The model produced 66% accuracy on the testing data, a solid improvement over the previous model. But the interesting result appeared when we separated our predictions for videos watched on the same day versus different days. The graph says it best:
For video views more than a day apart, the accuracy dropped dramatically. This result is not entirely surprising - most of Khan Academy’s content is organized into tutorials: short sequences of related videos and/or exercises.
Since the videos in a tutorial are related, students will often watch them in a row. Thus, if a student watched “Evaluating an algebraic expression in a word problem”, it is likely that they will watch “Evaluating an algebraic expression with exponents” on the same day. However, when a student finishes a tutorial or takes several days between watching videos, there are many different places they could go next. Our data showed that the variance in these cases was too large to be captured by the direct transitions.
Model 3: “All-pairs” Markov Chains
Although the direct transitions failed to capture the longer-term viewing patterns, we speculated that these trends may still be present in the data. To explore this idea, we expanded the model to capture all forward transitions for users. If a user watched Video A, then B, then C, we would capture not only the transitions A to B and B to C, but also A to C. The rest of the set-up remained the same. Our accuracy with this model was 62%, a drop from the previous attempt. We suspected that this happened because the additional pairs added noise to previously clear transitions.
Model 4: Markov Model + Time
To find a middle ground between the two previous models, we wanted to incorporate days between video views directly into the model. This dimension would potentially allow us to distinguish between short-term and long-term viewing trends. Unfortunately, in the span of the hackathon, we were not able to fully develop this last model, but in the future it can provide promising results.

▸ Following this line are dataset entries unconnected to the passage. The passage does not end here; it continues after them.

PR #49, opened 2025-07-14
style: Implement Standard Linting with ts-standard and TypeScript Integration

akhileshthite:
Closes https://github.com/okTurtles/chel/issues/45

PR #51, opened 2025-07-14
ci: run ts-standard linter in GitHub Actions

### LINKED ISSUE #50: Run the standard linter on CI
### Problem

The `ts-standard` linter doesn't run on Github Actions.

This can make us miss bugs.

### Solution

Please run it on Github actions either by making sure that `deno test` runs it, or by updating the workflow file.

akhileshthite:
Closes #50

### DIFF
--- a/.github/workflows/ci.yml
+++ b/.github/workflows/ci.yml
@@ -17,6 +17,9 @@ jobs:
       with:
         deno-version: v2.4.0
     - run: deno cache --lock=deno.lock src/deps.ts
+
+    - name: Run ts-standard linter
+      run: npx ts-standard ./src ./scripts
     
     - name: Run tests
       run: deno test --allow-read --allow-write --allow-env --allow-ffi --allow-net


scripts/compile.ts
```diff
@@ -2,23 +2,23 @@
...
     const dir = `./dist/tmp/${arch}`
     const bin = arch.includes('windows') ? 'chel.exe' : 'chel'
     // note: could also use https://examples.deno.land/temporary-files
     await $(`mkdir -vp ${dir}`)
     await $(`deno compile --allow-read=./ --allow-write=./  --allow-net -o ${dir}/${bin} --target ${arch} ./build/main.js`)
-    await $(`tar -C ./dist/tmp -czvf ./dist/chel-v${version}-${arch}.tar.gz ${arch}`)
+    await $(`tar -C ./dist/tmp -czvf ./dist/chel-v${version as string}-${arch}.tar.gz ${arch}`)
   }
-  await $(`sha256sum dist/chel-v${version}-*`)
+  await $(`sha256sum dist/chel-v${version as string}-*`)
```
taoeffect, line 21: Instead of adding `as string` multiple times, is it possible to add the type info on line 9?

src/database-fs.ts
```diff
@@ -20,26 +20,33 @@ export async function clear (): Promise<void> {
 
 export async function count (): Promise<number> {
   let n = 0
-  for await (const _entry of Deno.readDir(dataFolder)) {
-    n++
+  for await (const entry of Deno.readDir(dataFolder)) {
+    // Explicit check to satisfy strict-boolean-expressions lint rule
+    if (entry.isFile === true) {
```
taoeffect, line 25: I am not a fan of this `strict-boolean-expressions` rule. It is causing ugly modifications throughout the code.

Could you keep the check as `if (entry.isFile) {` and place `strict-boolean-expressions` on the ignore list?

src/database-fs.ts
```diff
@@ -20,26 +20,33 @@ export async function clear (): Promise<void> {
...
+    }
   }
   return n
 }
 
 export async function * iterKeys (): AsyncGenerator<string> {
   for await (const entry of Deno.readDir(dataFolder)) {
     // Skip subfolders and symlinks.
-    if (entry.isFile) {
+    if (entry.isFile === true) {
```
taoeffect, line 35: Then this can be reverted

src/database-fs.ts
```diff
@@ -20,26 +20,33 @@ export async function clear (): Promise<void> {
...
-export async function readData (key: string): Promise<Uint8Array | string | void> {
-  // Necessary here to thwart path traversal attacks.
+export async function readData (key: string): Promise<Uint8Array | string | undefined> {
   checkKey(key)
-  return await Deno.readFile(path.join(dataFolder, key))
-    .catch(_err => undefined)
+  try {
+    // assign to a variable before returning to satisfy no-return-await
+    const file = await Deno.readFile(path.join(dataFolder, key))
+    return file
```
taoeffect, line 46: I think this `no-return-await` can be avoided also by reverting the logic to as it was and removing the `async` / `await`

src/deploy.ts
```diff
@@ -9,17 +9,21 @@ import { upload } from './upload.ts'
...
   const [urlOrDirOrSqliteFile, ...manifests] = args
   if (manifests.length === 0) throw new Error('missing url or manifests!')
   const toUpload = []
   for (const manifestPath of manifests) {
-    const json = JSON.parse(Deno.readTextFileSync(manifestPath))
-    const body = JSON.parse(json.body)
+    interface ContractBody {
+      contract: { file: string }
+      contractSlim?: { file: string }
+    }
```
taoeffect, line 20: A few questions here:

- Can this definition be moved above and outside of this function?
- Is this really necessary? If so, I'm a bit skeptical of it as it's not really enforced upon parsing. [Something like Zod](https://zod.dev/) would make more sense as that would actually enforce runtime checks if you wanted them

src/deploy.ts
```diff
@@ -9,17 +9,21 @@ import { upload } from './upload.ts'
...
+    const json = JSON.parse(Deno.readTextFileSync(manifestPath)) as { body: string }
+    const body = JSON.parse(json.body) as ContractBody
     const dirname = path.dirname(manifestPath)
-    toUpload.push(CONTRACT_TEXT_PREFIX + path.join(dirname, body.contract.file))
-    if (body.contractSlim) {
-      toUpload.push(CONTRACT_TEXT_PREFIX + path.join(dirname, body.contractSlim.file))
+    toUpload.push(CONTRACT_TEXT_PREFIX + String(path.join(dirname, body.contract.file)))
+    if (body.contractSlim !== undefined && body.contractSlim !== null) {
+      toUpload.push(CONTRACT_TEXT_PREFIX + String(path.join(dirname, body.contractSlim.file)))
```
taoeffect, line 26: Could these changes be reverted?

- The `!== undefined` and `!== null` can be reverted to as it was by ignoring `strict-boolean-expressions`. The previous check already did that in a cleaner way. We don't want to uglify our code for zero reason.
- These `String` coercions are also obnoxious, what rule is causing you to add them? According to [the `path.join` docs](https://nodejs.org/docs/latest/api/path.html#pathjoinpaths), that function returns a `string`, guaranteed, so why are we calling `String` on it? Whatever rule is making you do this, please see if you can ignore it too

src/eventsAfter.ts
```diff
@@ -34,14 +34,14 @@ export async function eventsAfter (args: string[]): Promise<void> {
 
 async function getMessage (hash: string): Promise<ReturnType<typeof JSON.parse>> {
   const value = await readString(hash)
-  if (!value) throw new Error(`no entry for ${hash}!`)
+  if (value === undefined || value === null) throw new Error(`no entry for ${hash}!`)
```
taoeffect, line 37: Same request for reverting these (and all other ones, I'll stop repeating myself, but please check the rest of the codebase for this)

src/eventsAfter.ts
```diff
@@ -68,17 +68,17 @@ async function getRemoteMessagesSince (src: string, contractID: string, sinceHei
   const response = await fetch(`${src}/eventsAfter/${contractID}/${sinceHeight}`)
   if (!response.ok) {
     // The response body may contain some useful error info if we got a Boom error response.
-    const bodyText = await response.text().catch(_ => '') || ''
+    const bodyText = await response.text().catch(_ => '') !== undefined ? await response.text().catch(_ => '') : ''
```
taoeffect, line 71: This is really weird, can you revert this is as well?

src/eventsAfter.ts
```diff
@@ -68,17 +68,17 @@ async function getRemoteMessagesSince (src: string, contractID: string, sinceHei
...
     throw new Error(`failed network request to ${src}: ${response.status} - ${response.statusText} - '${bodyText}'`)
   }
   const b64messages: string[] = await response.json()
   if (b64messages.length > limit) {
     b64messages.length = limit
   }
-  return b64messages.map(b64str => JSON.parse(new TextDecoder().decode(base64.decodeBase64(b64str))))
+  return b64messages.map(b64str => b64str !== '' ? JSON.parse(new TextDecoder().decode(base64.decodeBase64(b64str))) : null)
```
taoeffect, line 78: This change doesn't make sense to me. Can revert?

src/help.ts
```diff
@@ -18,7 +18,11 @@ export function help (args?: string[]) {
       chel hash <file>
       chel migrate --from <backend> --to <backend> --out <dir-or-sqlitedb> <dir-or-sqlitedb>
     `)
-  } else if (helpDict[args[0]]) {
+  } else if (
+    typeof args[0] === 'string' &&
+    args[0].trim() !== '' &&
+    Object.prototype.hasOwnProperty.call(helpDict, args[0])
```
taoeffect, line 24: Don't understand why this was uglified

src/keygen.ts
```diff
@@ -18,8 +17,12 @@ export const keygen = async (args: string[]) => {
...
 
   const idx = keyId(key).slice(-12)
-  const outFile = parsedArgs.out || `${EDWARDS25519SHA512BATCH}-${idx}.json`
-  const pubOutFile = parsedArgs.pubout || `${EDWARDS25519SHA512BATCH}-${idx}.pub.json`
+  const outFile: string = typeof parsedArgs.out === 'string' && parsedArgs.out.trim() !== ''
+    ? parsedArgs.out
+    : `${String(EDWARDS25519SHA512BATCH)}-${String(idx)}.json`
+  const pubOutFile: string = typeof parsedArgs.pubout === 'string' && parsedArgs.pubout.trim() !== ''
+    ? parsedArgs.pubout
+    : `${String(EDWARDS25519SHA512BATCH)}-${String(idx)}.pub.json`
```
taoeffect, line 25: What can be done to de-uglify this and restore it to how it was?

src/main.ts
```diff
@@ -15,12 +15,21 @@ import * as commands from './commands.ts'
...
+  typeof command === 'string' &&
+  Object.prototype.hasOwnProperty.call(commands, command)
+) {
+  const cmdFn = commands[command as keyof typeof commands]
+  if (typeof cmdFn === 'function') {
+    await cmdFn(rest)
+  } else {
+    console.error(`Command exists but is not callable: ${String(command)}`)
+    Deno.exit(1)
+  }
```
taoeffect, line 30: Hmm.... can this be simplified anyhow?

src/manifest.ts
```diff
@@ -5,55 +5,70 @@
...
+  } else if (typeof parsedArgs.s === 'string') {
+    slim = parsedArgs.s
+  }
+  const outFile: string =
+  typeof parsedArgs.out === 'string'
+    ? parsedArgs.out
+    : path.join(contractDir, `${String(contractFileName)}.${String(version)}.manifest.json`)
+  if (typeof keyFileRaw !== 'string' || typeof contractFileRaw !== 'string') {
+    exit('Missing or invalid key or contract file')
+  }
```
taoeffect, line 39: Can this be simplified or restored to how it was?

src/manifest.ts
```diff
@@ -5,55 +5,70 @@
...
-            exit(`Invalid key file reference: ${String(kf)}`)
-          }
-          const descriptor = await readJsonFile(String(kf))
-          const key = deserializeKey(descriptor.pubkey)
-          if (key.type !== EDWARDS25519SHA512BATCH) {
-            exit(`Invalid key type ${key.type}; only ${EDWARDS25519SHA512BATCH} keys are supported.`)
-          }
-          return serializeKey(key, false)
+    [serializeKey(signingKey, false)].concat(...await Promise.all(
+      (additionalKeys ?? []).map(async (kf) => {
```
taoeffect, line 49: Can this be made cleaner?

Either reverted or something like:

```js
const additionalKeys = parsedArgs.key || [] as Array<string | number>
```

src/manifest.ts
```diff
@@ -5,55 +5,70 @@
...
+        if (typeof kf !== 'string' && typeof kf !== 'number') {
+          exit(`Invalid key file reference: ${String(kf)}`)
+        }
+        const descriptor = await readJsonFile(String(kf)) as { pubkey: string }
+        const key = deserializeKey(descriptor.pubkey)
+        if (key.type !== EDWARDS25519SHA512BATCH) {
+          exit(`Invalid key type ${String(key.type)}; only ${String(EDWARDS25519SHA512BATCH)} keys are supported.`)
```
taoeffect, line 56: Why is `String` needed in front of these? Is that type info not there?

src/manifest.ts
```diff
@@ -5,55 +5,70 @@
...
+        return serializeKey(key, false)
+      })
+    ))
   ))
   const body: { [key: string]: unknown } = {
     name,
     version,
     contract: {
-      hash: await hash([contractFile as string], multicodes.SHELTER_CONTRACT_TEXT, true),
+      hash: await hash([contractFile], multicodes.SHELTER_CONTRACT_TEXT, true),
```
taoeffect, line 66: Nice, a simplification!

src/migrate.ts
```diff
@@ -46,5 +46,5 @@ export async function migrate (args: string[]) {
       console.log(`[chel] Migrating... ${Math.round(numVisitedKeys / (numKeys / 10))}0% done`)
     }
   }
-  numKeys && console.log(`[chel] ${colors.green('Migrated:')} ${numKeys} entries`)
+  if (numKeys > 0) console.log(`[chel] ${(colors.green as (text: string) => string)('Migrated:')} ${numKeys} entries`)
```
taoeffect, line 49: This `(colors.green as (text: string) => string` thing is insanely ugly, can you get rid of it somehow?

src/upload.ts
```diff
@@ -40,7 +40,7 @@ export async function upload (args: string[], internal = false) {
     if (!internal) {
       console.log(colors.green('uploaded:'), destination)
     } else {
-      console.log(colors.green(`${path.relative('.', filepath)}:`), destination)
+      console.log(colors.green(`${String(path.relative('.', filepath))}:`), destination)
```
taoeffect, line 43: `path.relative` should be typed to return a `string`, so again like with `path.join` I don't get why this change was made, and if there's a way to get rid of it, it would be appreciated

src/upload.ts
```diff
@@ -71,8 +71,8 @@ async function uploadEntryToDir ([cid, buffer]: Entry, dir: string): Promise<str
 async function uploadEntryToSQLite ([cid, buffer]: Entry, sqlitedb: string): Promise<string> {
   await revokeNet()
   const { initStorage, writeData } = await import('./database-sqlite.ts')
-  initStorage({ dirname: path.dirname(sqlitedb), filename: path.basename(sqlitedb) })
-  writeData(cid, buffer)
+  await initStorage({ dirname: path.dirname(sqlitedb), filename: path.basename(sqlitedb) })
+  await writeData(cid, buffer)
```
taoeffect, line 75: This looks like a bugfix actually

src/verifySignature.ts
```diff
@@ -1,78 +1,115 @@
...
-  if (!manifest.signature) {
+  if (typeof manifest.signature !== 'object' || manifest.signature === null) {
     exit('Invalid manifest: missing signature', internal)
   }
-  if (!manifest.signature.keyId) {
+  if (typeof manifest.signature.keyId !== 'string' || manifest.signature.keyId === '') {
     exit('Invalid manifest: missing signature key ID', internal)
   }
-  if (!manifest.signature.value) {
+  if (typeof manifest.signature.value !== 'string' || manifest.signature.value === '') {
```
taoeffect, line 64: Can these be reverted?

src/verifySignature.ts
```diff
@@ -1,78 +1,115 @@
...
+  if (typeof body.contract.hash !== 'string' || computedHash !== body.contract.hash) {
+    exit(`Invalid contract file hash. Expected ${String(body.contract.hash)} but got ${computedHash}`, internal)
   }
 
-  if (body.contractSlim) {
+  if (typeof body.contractSlim === 'object' && body.contractSlim !== null) {
     const computedHash = await hash([path.join(parsedFilepath.dir, body.contractSlim.file)], multicodes.SHELTER_CONTRACT_TEXT, true)
     if (computedHash !== body.contractSlim.hash) {
-      exit(`Invalid slim contract file hash. Expected ${body.contractSlim.hash} but got ${computedHash}`, internal)
+      exit(`Invalid slim contract file hash. Expected ${String(body.contractSlim.hash)} but got ${computedHash}`, internal)
```
taoeffect, line 112: Same request for reversion..

taoeffect (changes requested):
Nice work @akhileshthite! It seems like TypeScript is giving us some serious headaches 🤕

Review is ready, and also copying my question here from Slack in case you missed it, but feel free to reply either here or on Slack:

>  could you help me understand why you've had to make so many type changes in this PR when your [other PR](https://github.com/okTurtles/chel/pull/49) also used ts-standard and made type changes?

src/utils.ts
```diff
@@ -122,9 +122,8 @@ export function isURL (arg: string): boolean {
 }
 
 export function isValidKey (key: string): boolean {
-  // Disallow unprintable characters, slashes, and TAB.
-  // deno-lint-ignore no-control-regex
-  return !/[\x00-\x1f\x7f\t\\/]/.test(key)
+  // Accept only printable ASCII except slash/backslash
+  return /^[\x20-\x7E]*$/.test(key) && !/[\\/]/.test(key)
```
taoeffect, line 126: Why was this regex modified?

src/database-fs.ts
```diff
@@ -20,26 +20,28 @@ export async function clear (): Promise<void> {
...
     if (entry.isFile) {
       yield entry.name
     }
   }
 }
 
-export async function readData (key: string): Promise<Uint8Array | string | void> {
-  // Necessary here to thwart path traversal attacks.
+// eslint-disable-next-line @typescript-eslint/explicit-function-return-type
+export function readData (key: string) {
```
taoeffect, line 42: The return type here should be kept — having return types defined is good practice

src/database-fs.ts
```diff
@@ -20,26 +20,28 @@ export async function clear (): Promise<void> {
...
+    if (entry.isFile) {
+      n++
+    }
   }
   return n
 }
 
 export async function * iterKeys (): AsyncGenerator<string> {
   for await (const entry of Deno.readDir(dataFolder)) {
-    // Skip subfolders and symlinks.
```
taoeffect, line 31: Please restore this comment and remove the eslint-disable thing

src/hash.ts
```diff
@@ -5,9 +5,9 @@ import { createEntryFromFile, multicodes } from './utils.ts'
 // TODO: use https://doc.deno.land/https://deno.land/std@0.140.0/streams/mod.ts/~/iterateReader instead to read in large files, and then use blake2b[Init,Update,Final] to iteratively calculate the hash
 //       Verify that it returns the same hash as when we use readAll https://doc.deno.land/https://deno.land/std@0.140.0/streams/mod.ts/~/readAll
 
-export async function hash (args: string[], multicode: number = multicodes.RAW, internal = false) {
+export async function hash (args: string[], multicode: number = multicodes.RAW, internal = false): Promise<string> {
   const [filename] = args
-  if (!filename) {
+  if (filename === undefined || filename === '') {
```
taoeffect, line 10: here

src/database-fs.ts
corrideat: `!!entry.isFile` would be simpler but I'm not sure why this is (was) even an issue here, considering that according to the [docs](https://docs.deno.com/api/deno/~/Deno.DirEntry) this should be a boolean to begin with.

scripts/build.ts
```diff
@@ -28,18 +28,19 @@ const options = {
...
+    'npm:@multiformats/blake2@1.0.13',
+    'npm:@chelonia/crypto@1.0.1'
   ],
   format: 'esm',
   outdir: 'build',
   splitting: false
 }
 const result = await esbuild.build(options)
-if (result.errors.length) {
+if ((result.errors as esbuild.Message[]).length > 0) {
```
corrideat, line 39: Not sure why this cast is needed, since the type should be implied (OTOH, I believe you might need a cast on `options` in line 37 to add `as esbuild.BuildOptions`)

src/database-fs.ts
```diff
@@ -20,26 +20,33 @@ export async function clear (): Promise<void> {
...
 }
 
-export async function readData (key: string): Promise<Uint8Array | string | void> {
-  // Necessary here to thwart path traversal attacks.
+export async function readData (key: string): Promise<Uint8Array | string | undefined> {
   checkKey(key)
-  return await Deno.readFile(path.join(dataFolder, key))
-    .catch(_err => undefined)
+  try {
+    // assign to a variable before returning to satisfy no-return-await
```
corrideat: Maybe @taoeffect will have a different take, but I'm not a big fan of comments such as these, unless you're doing something weird and/or they're used sparingly. The reason is that to keep the signal-to-noise ratio high, since referring to a specific lint rule doesn't help understand the code much.

In this case, I would find it more useful, if you wanted to document why you made this change, if you'd add a GitHub comment on your PR.

src/deploy.ts
corrideat: I agree with @taoeffect here, but like I said earlier, I don't think the issue is so much the rules but the configuration.

src/eventsAfter.ts
corrideat: Not only is this weird, but it's also wrong, as you can only call `.text()` once (because it consumes the response body).

corrideat (changes requested):
This is a good start, but it looks like there are several major issues, many of which are unnecessary weirdness added to the code for seemingly no reason.

Trying these changes locally, `npm install` doesn't seem to work due to dependency issues, and so I couldn't verify whether linting works locally.

I'd revert some/most/all of the changes that add weirdness, but before disabling the rule please try to see why the linter is complaining. In many cases, the changes don't seem needed even if the rule is strictly applied, because the type is satisfied (for example, `entry.isFile` should always be a boolean, or `path.join` should always be a string).

eslint.config.js
```diff
@@ -0,0 +1,56 @@
...
+      '@typescript-eslint/no-unnecessary-type-assertion': 'off',
+      '@typescript-eslint/no-unnecessary-condition': 'off', 
+      '@typescript-eslint/no-unnecessary-type-conversion': 'off',
+      '@typescript-eslint/require-await': 'off',
+      '@typescript-eslint/only-throw-error': 'off',
+      '@typescript-eslint/consistent-indexed-object-style': 'off',
+      '@typescript-eslint/use-unknown-in-catch-callback-variable': 'off',
+      'no-constant-binary-expression': 'off',
+      'arrow-body-style': 'off',
+      'no-console': 'off',
```
taoeffect, line 53: I do not see anything related to `standard` here. So where is `standard` enforced?

src/database-fs.ts
akhileshthite: I reverted this in the latest commits.

src/database-sqlite.ts
```diff
@@ -31,7 +31,7 @@ export async function initStorage (options: Record<string, unknown> = {}): Promi
   // Important: keep this in sync with the schema used in GroupIncome.
   db.run('CREATE TABLE IF NOT EXISTS Data(key TEXT NOT NULL PRIMARY KEY, value TEXT NOT NULL)')
   dbPath = filepath
-  if (!options.internal) {
+  if (options.internal !== true) {
```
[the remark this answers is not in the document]
akhileshthite: It's not misconfiguration, I've answered this on slack.

akhileshthite:
> This PR doesn't enforce `standard`. You can verify by adding a semi-colon anywhere and `deno task lint` will still pass. Please make sure that `standard` rules are being enforced.

Previously, we used `.eslintrc.json` with:
```json
{ "extends": "ts-standard" }
```

This relied on `ts-standard`, which wraps ESLint with Standard-style rules + TypeScript support. However:
- `.eslintrc.*` (the legacy ESLint config format) is now officially deprecated:
https://eslint.org/docs/latest/use/configure/configuration-files-deprecated
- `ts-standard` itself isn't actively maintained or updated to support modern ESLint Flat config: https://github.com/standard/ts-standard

Final Models, Results and Thoughts
For the final model, we combined the simple Markov Model (model 2) and the “all-pairs” Markov Model (model 3) with a basic voting scheme, resulting in a 64% accuracy. Although this approach did not account for specific time differences between video views in the prediction, it captured the general order videos were watched in. We decided to combine the two models, instead of just using model 2, because we wanted to keep some of the information about longer term viewing patterns. This decision was motivated by an important insight:
“A good prediction does not a good recommendation make…sometimes.” -Yoda on recommendation systems
Recommendations can serve two main purposes “re-engagement” and “discovery”. Re-engagement means encouraging users to continue using Khan Academy in their learning process; discovery means showing users new content they may be interested in. Increasing the accuracy of predictions can help accomplish the first goal, because it shows how well we capture established trends in the learning process. However, when it comes to discovery, relying on prediction accuracy can fail because discovery is about what could happen, not what already did happen. By incorporating model 3, we started to incorporate this dimension. But in order to fully understand this dimension, we will need to find metrics that capture how student behavior changes with recommendations.
With our recommendation model, we were able to give pretty good answers to the established question: Given the last video a user watched, what video will they want to watch next? and gained a few insights for future models.